U.S.: Cuba remains on terror list
WASHINGTON (Reuters) -- Cuba scrambled to offer condolences, blood and
airports for diverted airliners after the September 11 attacks on the United
States, and provided intelligence to help the United States track the culprits.
But the information proved worthless and the Caribbean island will remain
on a U.S.
list of states that sponsor terrorism, along with Libya, Iraq, Iran, Syria,
Sudan and
North Korea, a U.S. official said on Wednesday.

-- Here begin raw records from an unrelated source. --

PR #1632, opened 2020-03-14
 [SCB-1797] Fix marker leak problem when using slf4j1.8 or higher with log4j2

Nick-The-Uncharted:

---

### DIFF
--- a/foundations/foundation-common/src/main/java/org/apache/servicecomb/foundation/common/log/LogMarkerLeakFixUtils.java
+++ b/foundations/foundation-common/src/main/java/org/apache/servicecomb/foundation/common/log/LogMarkerLeakFixUtils.java
@@ -20,6 +20,8 @@ import java.lang.reflect.Field;
 import java.util.concurrent.ConcurrentMap;
 
 import org.apache.commons.lang3.reflect.FieldUtils;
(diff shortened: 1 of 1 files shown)


liubao68:
Thanks for this fix. Because there are some [pending issues](https://issues.apache.org/jira/browse/SCB-1738) need to handle for working with higher versions of JDK, need find a better solution for this.  

As I know, this fix is because java-chassis using Marker to log invocation data, while log4j2 designed Marker to be static data, thus cause OOM. This usage may not be correct. So we need to find a better solution.

Nick-The-Uncharted:
I am not familiar with higher version of JDK, do you mean better solution that not using reflection?

liubao68:
> I am not familiar with higher version of JDK, do you mean better solution that not using reflection?

Yes. I am thinking some others ways to adress this problem tomorrow.  The recent PR has removed log4j2 fixs to a seperate module.

liubao68:
I submit a PR for this : https://github.com/apache/servicecomb-java-chassis/pull/1642/files
Please add your review comments if some problems.

Nick-The-Uncharted:
@liubao68 Your PR use MDC instead of Marker to trace user, I dont actully use marker to filter logs so this seems okay to me.

PR #1658, opened 2020-03-23
[SCB-1816] print the instance endpoints in the end of the start up log

yhs0092:


core/src/main/java/org/apache/servicecomb/core/bootup/ServiceInformationCollector.java
```diff
@@ -29,7 +31,16 @@ public String collect() {
...
         + "\n" + "Environment: " + RegistryUtils.getMicroservice().getEnvironment()
         + "\n" + "Service ID: " + RegistryUtils.getMicroserviceInstance().getServiceId()
-        + "\n" + "Instance ID: " + RegistryUtils.getMicroserviceInstance().getInstanceId();
+        + "\n" + "Instance ID: " + RegistryUtils.getMicroserviceInstance().getInstanceId()
+        + "\n" + "Endpoints: " + getEndpoints();
+  }
+
+  private String getEndpoints() {
+    try {
+      return JsonUtils.writeValueAsString(RegistryUtils.getMicroserviceInstance().getEndpoints());
```
wujimin: 换成io.vertx.core.spi.json.JsonCodec#toString(java.lang.Object)，就不用自己写了

yhs0092: Done, please review it

PR #1667, opened 2020-03-27
[SCB-1829] provide integration test for RPC consumer to read response header

wujimin:


liubao68:
Can you add an example(integration tests) for this feature? You can simply add in any demos, they will be run in docker when CI builds. And I'll create an issue to add documents for this feature.

liubao68:
https://issues.apache.org/jira/browse/SCB-1836

wujimin:
> Can you add an example(integration tests) for this feature? You can simply add in any demos, they will be run in docker when CI builds. And I'll create an issue to add documents for this feature.

ok, i will add one IT case in this PR.

integration-tests/it-consumer/src/main/java/org/apache/servicecomb/it/testcase/TestResponseHeader.java
```diff
@@ -0,0 +1,38 @@
...
+ */
+package org.apache.servicecomb.it.testcase;
+
+import static org.junit.Assert.assertEquals;
+
+import org.apache.servicecomb.it.Consumers;
+import org.junit.Test;
+import org.springframework.http.ResponseEntity;
+
+public class TestResponseHeader {
```
liubao68: not add `ITJunitUtils.runWithHighwayAndRest(TestReponseHeader.class)` ?

liubao68:
already have this test case in demo-springmvc. close this PR.

PR #1697, opened 2020-04-08
[SCB-1857] RequestLog增加仅针对CONSUMER类型的InvocationFinishEvent处理

whg903:


heyile:
I know why I can not reproduce the problem.

my request log pattern is **%h %SCB-transport - - %t %r %s %D**

when it prints %SCB-transport item, it will throw null pointer exception. as the invocation#referenceConfig is null

PR #1704, opened 2020-04-09
[SCB-1863] toke the revision when pull from kie

GuoYL123:

---

### DIFF
--- a/dynamic-config/config-kie/src/main/java/org/apache/servicecomb/config/kie/client/KieClient.java
+++ b/dynamic-config/config-kie/src/main/java/org/apache/servicecomb/config/kie/client/KieClient.java
@@ -57,6 +57,8 @@ public class KieClient {
 
   private static final int LONG_POLLING_WAIT_TIME_IN_SECONDS = 30;
 
+  private static String revision = "0";
+
   private static final KieConfig KIE_CONFIG = KieConfig.INSTANCE;
 
   private final int refreshInterval = KIE_CONFIG.getRefreshInterval();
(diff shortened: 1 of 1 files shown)


liubao68:
please rebase and fix the problems

dynamic-config/config-kie/src/main/java/org/apache/servicecomb/config/kie/client/KieClient.java
```diff
@@ -115,8 +117,8 @@ void refreshConfig(CountDownLatch latch) {
       String path = "/v1/"
           + KieConfig.INSTANCE.getDomainName()
           + "/kie/kv?label=app:"
-          + KieConfig.INSTANCE.getAppName();
-
+          + KieConfig.INSTANCE.getAppName()
+          + "&revision=" + revision;
```
liubao68, line 121: revision is a static member, it is not good.

dynamic-config/config-kie/src/main/java/org/apache/servicecomb/config/kie/client/KieClient.java
```diff
@@ -57,6 +57,8 @@
 
   private static final int LONG_POLLING_WAIT_TIME_IN_SECONDS = 30;
 
+  private static String revision = "0";
```
liubao68, line 60: IS_FIRST_PULL  revision  is better to use instance property, not static. When KieClient has only one instance, instance property is better. When KieClient has many instances(not possible), static is not good eitheir.

PR #1769, opened 2020-05-21
[SCB-1922]Use DynamicPropertyFacotry way to read environment variables

jungan21:

---

### DIFF
--- a/service-registry/registry-zero-config/src/main/java/org/apache/servicecomb/zeroconfig/ZeroConfigRegistryApplicationListener.java
+++ b/service-registry/registry-zero-config/src/main/java/org/apache/servicecomb/zeroconfig/ZeroConfigRegistryApplicationListener.java
@@ -16,7 +16,7 @@
  */
 package org.apache.servicecomb.zeroconfig;
 
-import org.apache.servicecomb.foundation.common.utils.BeanUtils;
+import com.netflix.config.DynamicPropertyFactory;
 import org.apache.servicecomb.serviceregistry.ServiceRegistry;
 import org.apache.servicecomb.serviceregistry.client.ServiceRegistryClient;
 import org.apache.servicecomb.serviceregistry.config.ServiceRegistryConfig;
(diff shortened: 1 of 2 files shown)


service-registry/registry-zero-config/src/main/java/org/apache/servicecomb/zeroconfig/ZeroConfigRegistryApplicationListener.java
```diff
@@ -52,24 +52,23 @@
...
 
     // same mechanism as Local registry to enable the Zero Config registry
-    String flag = System.getProperty(ZeroConfigRegistryConstants.ZERO_CONFIG_REGISTRY_FLAG);
-    if (flag != null && flag.equals(ZeroConfigRegistryConstants.ZERO_CONFIG_REGISTRY_ENABLE_FLAG)) {
-      this.applicationContext = applicationContext;
-      BeanUtils.setContext(applicationContext);
+    boolean enable = DynamicPropertyFactory.getInstance()
+        .getBooleanProperty("servicecomb.zeroconfig.enabled", false).get();
+
+    if (enable) {
```
wujimin, line 64: better to be: not enabled then return

service-registry/registry-zero-config/src/main/java/org/apache/servicecomb/zeroconfig/ZeroConfigRegistryApplicationListener.java
```diff
@@ -52,24 +52,23 @@
...
       ServerUtil.init();
       ClientUtil.init();
 
       try {
         this.multicastSocket = new MulticastSocket();
       } catch (IOException e) {
-        LOGGER.error("Failed create MulticastSocket object", e);
+        LOGGER.error("Failed to create MulticastSocket object", e);
```
wujimin, line 71: better to throw exception and prevent bootup

jungan21: agreed.

service-registry/registry-zero-config/src/main/java/org/apache/servicecomb/zeroconfig/ZeroConfigRegistryApplicationListener.java
jungan21: agreed.

service-registry/registry-zero-config/src/main/java/org/apache/servicecomb/zeroconfig/ZeroConfigRegistryApplicationListener.java
```diff
@@ -52,32 +53,36 @@
...
-        LOGGER.error("Failed create MulticastSocket object", e);
-      }
-
-      Function<ServiceRegistry, ServiceRegistryClient> registryClientConstructor =
-          serviceRegistry -> new ZeroConfigRegistryClientImpl(new ZeroConfigRegistryService(),
-              multicastSocket, new RestTemplate());
-
-      ServiceRegistryConfig.INSTANCE.setServiceRegistryClientConstructor(registryClientConstructor);
+    boolean enable = DynamicPropertyFactory.getInstance()
+        .getBooleanProperty("servicecomb.zeroconfig.enabled", false).get();
```
liubao68, line 63: I think default value to 'true' is better. Because when users use zeroconfig, they have to add pom dependency implicitly. It is falst when zeroconfig module is not included. I set 'local/service center' default to 'true'. see https://github.com/apache/servicecomb-java-chassis/blob/master/service-registry/registry-local/src/main/java/org/apache/servicecomb/localregistry/LocalRegistration.java

jungan21: I see. let me change default value to true

PR #1778, opened 2020-05-26
[SCB-1936] change findbug dependency to provided

wujimin:


liubao68:
Does jsr 305 required for running java-chassis in vert.x mode?

wujimin:
no need for runtime, add them just because compile warning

"We were convinced that it was deliberately of no assistance. Given Cuba's
history
there could have been more information at their disposal to provide us,"
a State
Department official told Reuters.
"There is no inclination in this building or anywhere in the executive
branch to
consider that Cuba is anywhere near qualified to come off the terrorism
list," he
said.
While a Pentagon report concluded five years ago that Cuba had ceased to
be a
threat and no longer exported revolution, Washington continues to blacklist
Cuba's
communist government for harboring two dozen members of the Basque separatist
group ETA and maintaining ties with Marxist guerrillas in Colombia.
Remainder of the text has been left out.